Mas é na conturbada história desta cidade croata que está o seu grande motivo de atração, aquele que traz todos os anos milhões de turistas à pérola do Adriático.


 

Ultrapassar os portões de Pile e Ploce

 

Coloquemo-nos em Stradun, desde o século XIII a mais importante rua de Dubrovnik, a que liga os dois portões da cidade, o Pile e o Ploce.

De ambos os lados, fontes que merecem ser admiradas – a Fonte Large Onofrio e a Fonte Small Onofrio. A diferença está, tal como indicam os nomes, no tamanho das mesmas.

Estamos rodeados de muralhas com mais de dez séculos de história – originalmente construídas no século X e fortificadas no século XV.

 

O imponente Mosteiro Franciscano

Começamos a nossa visita histórica pelo Mosteiro Franciscano, um dos dois mosteiros de Dubrovnik, construído há mais de 500 anos.

Aqui, vale a pena visitar a Igreja dos Franciscanos, mesmo que esta tenha sido totalmente reconstruída na sequência do sismo de 1667 – da obra original só sobra o pórtico.

Ainda no Mosteiro, há que destacar a biblioteca que possui um incalculável peso histórico na forma de centenas de incunábulos (os primeiros livros impressos) e milhares de manuscritos.

Destaque também para o Claustro Românico, um dos ex-libris arquitectónicos da cidade e para a Farmácia Medieval, uma das mais antigas do mundo. Por fim, aponte-se o Museu do Mosteiro, abrigo de obras históricas como, por exemplo, o quadro que representa a cidade de Dubrovnik no período pré-sismo de 1667 – um dos raros documentos relativos a essa temporada.



Ainda em em Stradun, o Palácio Sponza é aquele que melhor representa a arquitectura de grande parte dos palácios de Dubrovnik, antes do terramoto de 1667 e aquele que melhor lhe resistiu.

Em tempos albergou a casa da moeda, o tesouro e o arsenal de armamento.

Hoje em dia, guarda os arquivos nacionais e exposições temporárias durante o grande e célebre Festival do Verão que este ano celebra 65 anos de história e que anima a cidade ao longo de vários dias, com eventos que privilegiam a dança, a música e a performance – um acontecimento.
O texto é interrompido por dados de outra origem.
PR #202, opened 2022-08-01
feat: add lock to guard stdOut

LophyLiu:
We have been seeing random gobox/pkg/log [failures](https://app.circleci.com/pipelines/github/getoutreach/litmus/860/workflows/4fd62025-64b4-47b1-b848-5f854791409f/jobs/3523) in the CI. The root cause is `SetOutput()` and `Write()` are called concurrently trying to set/read the `stdOut` object at the same time. This change puts a lock around the `stdOut` object to guard it so that it is thread safe.

## Jira ID

[XX-XX]

### DIFF
--- a/pkg/log/log.go
+++ b/pkg/log/log.go
@@ -42,9 +42,9 @@ var (
 	// wrap stdout and stderr in sync writers to ensure that writes exceeding
 	// PAGE_SIZE (4KB) are not interleaved.
 
-	stdOutLock *sync.RWMutex = new(sync.RWMutex)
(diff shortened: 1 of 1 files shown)


clevelittlefield-outreach (approved):

artemchernyak-outreach:
@LophyLiu There was another regression due to race conditions on main. That should be fixed now. Could you update this with main and then it's good to go.

artemchernyak-outreach (approved):

LophyLiu:
@artemchernyak-outreach The PR is updated with the latest change from main.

Igreja, Catedral e Sinagoga









Por “pedir emprestado” o nome ao santo padroeiro da cidade, a Igreja de São Brás é a mais importante de Dubrovnik. Relativamente recente, do século XVIII, foi construída para substituir a românica (do século XIV) que entretanto ardeu, herdando alguns dos seus tesouros, tais como as relíquias de São Brás.

Anualmente, durante o festival que homenageia o santo padroeiro, a estátua que se encontra nesta igreja é levada para o exterior para que possa ser vislumbrada por toda a população.

Por seu lado, a Catedral foi construída seis anos depois do grande sismo que destruiu a anterior, que datava já do século XII. Também aqui é possível vislumbrar alguns “tesouros” relativos a São Brás.

Mas o grande motivo de atração estará na Sinagoga de Dubrovnik, a segunda mais antiga da Europa, edificada em 1352, depois da de Praga.

Com o passar dos anos (dos séculos!) também foi sofrendo variados danos – o omnipresente sismo de 1667, a Segunda Grande Guerra e guerra da independência croata, já nos anos 90 do século passado.

A Sinagoga de Dubrovnik tem como base o antigo bairro judeu, pelo que não é de estranhar que também albergue o Museu Judaico (o único em toda a Croácia). Uma comunidade judaica foi aqui construída no século XV devido à chegada dos judeus da Península Ibérica, expulsos de Portugal e Espanha.

 

História acidentada, destino romântico



Apesar dos imensos sobressaltos e “acidentes”, a história de Dubrovnik é uma das mais ricas da Europa.

Para além de todos estes monumentos, recomenda-se o incrível pôr do sol, um passeio através da muralha e, claro, uma caminhada através das ruas estreitas da Cidade Velha (Património Mundial da UNESCO desde 1979), ruas essas que muito comparadas às da romântica Veneza.

Não é por acaso que Dubrovnik é também ela um destino romântico por excelência.